**Problem to work on:** Copy each line in the data that includes the word "idle".
===== Extracted entries
PR #2255, opened 2026-08-17
bugfix: enable speculative decode under dp4 when some DP ranks are idle.

ShuweiShen772:
## Problem
Under dp4_ep4 with MTP (speculative decode) and enable_graph=False, dp4+MTP is
*slower* than dp4 without MTP (36.1ms vs 32ms TPOT). Profiling shows the validate
stage never runs (validation latency = 0, draft_tokens = 0): speculation silently
falls back to the plain decode path while still paying the draft cost.

## Root cause
`should_run_speculative_decode()` requires **all** DP ranks to be in decode
(`dp_is_decode` all ones). With bs < dp_size, idle DP ranks carry no tokens and keep
`dp_is_decode = 0`. The backfill in `llm_engine.cpp` that marks empty ranks as decode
==========
**Answer to the problem:**
bugfix: enable speculative decode under dp4 when some DP ranks are idle.
(`dp_is_decode` all ones). With bs < dp_size, idle DP ranks carry no tokens and keep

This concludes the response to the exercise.